*GIVEN INFORMATION*.
[Start of section]

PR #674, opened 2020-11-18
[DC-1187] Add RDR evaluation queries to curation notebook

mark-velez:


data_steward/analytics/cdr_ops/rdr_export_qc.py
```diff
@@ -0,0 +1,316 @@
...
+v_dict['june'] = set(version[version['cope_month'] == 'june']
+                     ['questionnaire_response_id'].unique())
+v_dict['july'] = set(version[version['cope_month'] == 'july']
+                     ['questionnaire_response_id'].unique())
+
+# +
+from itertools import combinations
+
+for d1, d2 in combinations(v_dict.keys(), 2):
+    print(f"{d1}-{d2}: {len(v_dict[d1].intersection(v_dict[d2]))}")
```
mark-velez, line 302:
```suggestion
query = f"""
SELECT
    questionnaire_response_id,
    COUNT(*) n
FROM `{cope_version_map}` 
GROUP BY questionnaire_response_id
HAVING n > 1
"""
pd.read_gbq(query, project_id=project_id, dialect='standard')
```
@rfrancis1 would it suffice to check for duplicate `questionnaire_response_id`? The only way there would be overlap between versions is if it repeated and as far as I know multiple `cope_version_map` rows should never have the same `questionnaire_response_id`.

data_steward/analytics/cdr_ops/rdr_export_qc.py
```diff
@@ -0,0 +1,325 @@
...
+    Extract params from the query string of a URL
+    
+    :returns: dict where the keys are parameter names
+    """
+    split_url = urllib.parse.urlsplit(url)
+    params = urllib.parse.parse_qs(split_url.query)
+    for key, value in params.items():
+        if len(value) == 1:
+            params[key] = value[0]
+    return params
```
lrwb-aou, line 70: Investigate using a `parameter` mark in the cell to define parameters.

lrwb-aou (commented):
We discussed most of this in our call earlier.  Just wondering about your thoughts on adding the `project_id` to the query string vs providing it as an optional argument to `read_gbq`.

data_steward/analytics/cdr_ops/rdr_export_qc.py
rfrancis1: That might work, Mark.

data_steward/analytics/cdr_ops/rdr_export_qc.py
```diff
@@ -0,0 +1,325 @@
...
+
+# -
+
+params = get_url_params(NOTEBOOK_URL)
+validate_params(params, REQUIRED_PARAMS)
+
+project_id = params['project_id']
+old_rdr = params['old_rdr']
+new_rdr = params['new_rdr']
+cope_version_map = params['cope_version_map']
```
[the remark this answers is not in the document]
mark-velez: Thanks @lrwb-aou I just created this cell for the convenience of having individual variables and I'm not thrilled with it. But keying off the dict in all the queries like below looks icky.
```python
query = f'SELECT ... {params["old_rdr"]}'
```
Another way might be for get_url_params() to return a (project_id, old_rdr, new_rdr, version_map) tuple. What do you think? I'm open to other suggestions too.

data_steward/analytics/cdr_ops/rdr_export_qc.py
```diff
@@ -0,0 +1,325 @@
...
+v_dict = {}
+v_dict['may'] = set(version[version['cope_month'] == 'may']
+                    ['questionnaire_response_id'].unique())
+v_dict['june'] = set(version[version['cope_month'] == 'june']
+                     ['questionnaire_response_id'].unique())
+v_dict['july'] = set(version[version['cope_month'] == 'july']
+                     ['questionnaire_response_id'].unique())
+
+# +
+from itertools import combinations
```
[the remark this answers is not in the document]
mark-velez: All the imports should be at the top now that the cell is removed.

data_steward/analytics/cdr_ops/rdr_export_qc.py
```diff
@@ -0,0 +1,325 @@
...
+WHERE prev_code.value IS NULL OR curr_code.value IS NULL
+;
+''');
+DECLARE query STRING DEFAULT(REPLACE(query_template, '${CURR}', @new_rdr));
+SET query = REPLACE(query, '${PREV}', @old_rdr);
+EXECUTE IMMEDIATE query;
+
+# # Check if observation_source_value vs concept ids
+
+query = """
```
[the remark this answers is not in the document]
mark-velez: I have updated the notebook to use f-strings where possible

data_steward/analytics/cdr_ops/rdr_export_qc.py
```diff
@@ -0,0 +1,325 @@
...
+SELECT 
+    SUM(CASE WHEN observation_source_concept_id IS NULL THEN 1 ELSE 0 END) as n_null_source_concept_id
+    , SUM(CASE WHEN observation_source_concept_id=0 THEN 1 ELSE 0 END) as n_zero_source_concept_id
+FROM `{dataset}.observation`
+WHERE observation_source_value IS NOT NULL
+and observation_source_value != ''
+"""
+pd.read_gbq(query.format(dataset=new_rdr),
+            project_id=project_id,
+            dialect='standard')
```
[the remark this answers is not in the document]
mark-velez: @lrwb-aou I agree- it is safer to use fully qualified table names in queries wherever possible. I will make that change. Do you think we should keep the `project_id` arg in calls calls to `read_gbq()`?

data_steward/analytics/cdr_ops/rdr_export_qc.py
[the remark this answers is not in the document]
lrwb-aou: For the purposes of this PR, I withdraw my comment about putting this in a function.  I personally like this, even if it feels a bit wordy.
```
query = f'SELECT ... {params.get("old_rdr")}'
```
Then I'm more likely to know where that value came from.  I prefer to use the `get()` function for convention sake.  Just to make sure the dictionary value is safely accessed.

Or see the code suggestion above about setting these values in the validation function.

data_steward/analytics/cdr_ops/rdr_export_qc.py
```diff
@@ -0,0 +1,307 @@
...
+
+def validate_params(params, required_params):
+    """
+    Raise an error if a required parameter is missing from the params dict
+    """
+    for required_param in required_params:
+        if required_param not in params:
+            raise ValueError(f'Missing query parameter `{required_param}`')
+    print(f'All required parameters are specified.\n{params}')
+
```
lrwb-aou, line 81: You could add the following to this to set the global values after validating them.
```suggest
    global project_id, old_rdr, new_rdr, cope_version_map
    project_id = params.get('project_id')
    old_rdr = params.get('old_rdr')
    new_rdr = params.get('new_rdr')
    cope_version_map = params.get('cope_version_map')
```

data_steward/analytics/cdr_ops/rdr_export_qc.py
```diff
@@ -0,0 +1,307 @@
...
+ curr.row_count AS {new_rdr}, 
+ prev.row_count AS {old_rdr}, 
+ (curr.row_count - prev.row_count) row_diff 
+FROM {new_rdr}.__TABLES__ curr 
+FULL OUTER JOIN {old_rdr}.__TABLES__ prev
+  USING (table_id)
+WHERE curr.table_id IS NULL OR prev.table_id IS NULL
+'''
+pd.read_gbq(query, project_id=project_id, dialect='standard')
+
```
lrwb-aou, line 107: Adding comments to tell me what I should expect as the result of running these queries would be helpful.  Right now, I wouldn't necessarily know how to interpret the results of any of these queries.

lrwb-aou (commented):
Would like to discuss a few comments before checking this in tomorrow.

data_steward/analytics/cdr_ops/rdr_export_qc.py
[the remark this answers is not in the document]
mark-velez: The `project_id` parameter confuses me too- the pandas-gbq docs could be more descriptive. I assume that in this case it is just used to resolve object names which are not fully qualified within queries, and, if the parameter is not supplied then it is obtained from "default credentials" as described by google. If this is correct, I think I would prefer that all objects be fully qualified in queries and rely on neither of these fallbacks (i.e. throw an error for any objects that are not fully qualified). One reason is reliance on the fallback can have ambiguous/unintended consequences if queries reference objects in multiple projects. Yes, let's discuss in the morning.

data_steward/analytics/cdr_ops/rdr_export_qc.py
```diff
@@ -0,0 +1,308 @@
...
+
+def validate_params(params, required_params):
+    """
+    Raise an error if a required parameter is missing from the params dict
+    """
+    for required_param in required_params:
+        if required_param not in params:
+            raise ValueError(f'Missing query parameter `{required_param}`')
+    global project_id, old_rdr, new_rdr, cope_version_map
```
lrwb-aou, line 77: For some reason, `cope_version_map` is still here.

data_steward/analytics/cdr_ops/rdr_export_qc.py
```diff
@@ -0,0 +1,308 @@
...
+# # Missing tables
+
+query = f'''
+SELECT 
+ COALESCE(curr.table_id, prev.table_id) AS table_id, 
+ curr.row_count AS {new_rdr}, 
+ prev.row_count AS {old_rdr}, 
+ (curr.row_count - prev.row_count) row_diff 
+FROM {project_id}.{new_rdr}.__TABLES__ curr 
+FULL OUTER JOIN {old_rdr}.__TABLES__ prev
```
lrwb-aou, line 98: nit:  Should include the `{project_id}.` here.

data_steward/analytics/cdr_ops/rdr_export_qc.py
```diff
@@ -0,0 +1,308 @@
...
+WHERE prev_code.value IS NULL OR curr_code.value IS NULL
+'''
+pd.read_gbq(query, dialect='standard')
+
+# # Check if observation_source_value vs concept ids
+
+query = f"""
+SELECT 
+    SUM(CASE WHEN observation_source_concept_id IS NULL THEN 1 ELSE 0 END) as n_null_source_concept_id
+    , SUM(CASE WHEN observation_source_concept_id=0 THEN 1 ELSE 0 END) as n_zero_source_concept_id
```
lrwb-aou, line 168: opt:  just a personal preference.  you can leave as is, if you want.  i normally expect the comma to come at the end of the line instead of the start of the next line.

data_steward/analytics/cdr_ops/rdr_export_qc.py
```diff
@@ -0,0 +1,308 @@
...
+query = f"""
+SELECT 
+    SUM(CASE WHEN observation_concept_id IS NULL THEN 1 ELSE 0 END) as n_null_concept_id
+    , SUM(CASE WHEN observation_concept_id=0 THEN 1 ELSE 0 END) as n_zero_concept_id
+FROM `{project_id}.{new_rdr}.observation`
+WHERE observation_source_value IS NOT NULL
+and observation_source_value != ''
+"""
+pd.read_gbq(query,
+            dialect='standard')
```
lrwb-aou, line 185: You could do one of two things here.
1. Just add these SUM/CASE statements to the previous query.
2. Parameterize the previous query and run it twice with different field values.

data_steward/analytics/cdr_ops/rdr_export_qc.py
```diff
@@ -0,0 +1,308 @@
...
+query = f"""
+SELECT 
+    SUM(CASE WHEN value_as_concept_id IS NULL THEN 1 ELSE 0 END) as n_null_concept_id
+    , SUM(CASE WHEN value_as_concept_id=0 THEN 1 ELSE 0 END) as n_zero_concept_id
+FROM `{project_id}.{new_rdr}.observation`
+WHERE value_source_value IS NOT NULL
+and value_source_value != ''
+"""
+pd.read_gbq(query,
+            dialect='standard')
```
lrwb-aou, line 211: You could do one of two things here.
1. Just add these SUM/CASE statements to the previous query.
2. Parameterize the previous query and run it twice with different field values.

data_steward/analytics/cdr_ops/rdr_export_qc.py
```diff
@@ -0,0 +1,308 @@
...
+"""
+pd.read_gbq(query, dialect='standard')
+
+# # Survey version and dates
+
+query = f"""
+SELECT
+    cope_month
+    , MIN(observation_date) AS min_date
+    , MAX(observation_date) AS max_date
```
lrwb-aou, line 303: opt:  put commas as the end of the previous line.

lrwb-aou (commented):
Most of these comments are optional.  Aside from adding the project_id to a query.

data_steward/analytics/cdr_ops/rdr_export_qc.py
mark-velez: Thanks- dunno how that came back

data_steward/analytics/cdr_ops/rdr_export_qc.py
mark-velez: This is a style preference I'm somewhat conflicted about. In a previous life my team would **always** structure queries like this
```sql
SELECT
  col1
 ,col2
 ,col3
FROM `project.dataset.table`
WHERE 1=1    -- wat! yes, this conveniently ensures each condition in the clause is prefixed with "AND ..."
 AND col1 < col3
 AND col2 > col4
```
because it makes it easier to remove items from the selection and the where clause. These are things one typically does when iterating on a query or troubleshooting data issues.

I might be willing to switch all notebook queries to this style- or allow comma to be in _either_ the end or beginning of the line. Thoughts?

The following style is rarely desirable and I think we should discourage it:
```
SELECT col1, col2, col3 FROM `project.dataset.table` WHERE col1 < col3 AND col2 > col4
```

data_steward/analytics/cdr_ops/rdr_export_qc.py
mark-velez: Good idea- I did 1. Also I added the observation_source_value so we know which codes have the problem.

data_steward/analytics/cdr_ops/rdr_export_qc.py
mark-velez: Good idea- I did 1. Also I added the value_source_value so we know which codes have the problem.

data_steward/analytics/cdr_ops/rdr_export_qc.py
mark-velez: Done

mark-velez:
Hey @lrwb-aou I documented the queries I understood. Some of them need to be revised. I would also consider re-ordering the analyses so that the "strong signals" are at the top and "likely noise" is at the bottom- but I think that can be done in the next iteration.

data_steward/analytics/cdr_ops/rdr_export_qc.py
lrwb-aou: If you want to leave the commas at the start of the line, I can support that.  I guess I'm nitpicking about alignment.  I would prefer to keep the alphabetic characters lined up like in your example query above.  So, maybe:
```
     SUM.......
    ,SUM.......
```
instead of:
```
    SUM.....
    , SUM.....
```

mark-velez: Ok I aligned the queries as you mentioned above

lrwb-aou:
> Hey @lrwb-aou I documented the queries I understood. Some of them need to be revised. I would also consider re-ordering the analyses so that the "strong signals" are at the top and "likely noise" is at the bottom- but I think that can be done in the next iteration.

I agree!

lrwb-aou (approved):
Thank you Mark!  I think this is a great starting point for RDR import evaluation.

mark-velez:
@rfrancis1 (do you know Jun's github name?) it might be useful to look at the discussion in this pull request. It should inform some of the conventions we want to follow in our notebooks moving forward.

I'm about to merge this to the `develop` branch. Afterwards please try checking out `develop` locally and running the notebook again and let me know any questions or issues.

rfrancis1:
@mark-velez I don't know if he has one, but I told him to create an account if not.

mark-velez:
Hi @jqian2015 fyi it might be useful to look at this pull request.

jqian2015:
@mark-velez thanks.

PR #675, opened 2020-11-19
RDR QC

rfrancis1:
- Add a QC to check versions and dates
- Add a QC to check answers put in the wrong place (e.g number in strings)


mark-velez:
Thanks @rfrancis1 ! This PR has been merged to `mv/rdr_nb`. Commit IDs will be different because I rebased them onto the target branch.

[End of section]

*TASK ITEM*. Gather, from the listing above, every line carrying the word "comments".

*RESPONSE FOR THIS EXERCISE*.
lrwb-aou, line 107: Adding comments to tell me what I should expect as the result of running these queries would be helpful.  Right now, I wouldn't necessarily know how to interpret the results of any of these queries.
Would like to discuss a few comments before checking this in tomorrow.
Most of these comments are optional.  Aside from adding the project_id to a query.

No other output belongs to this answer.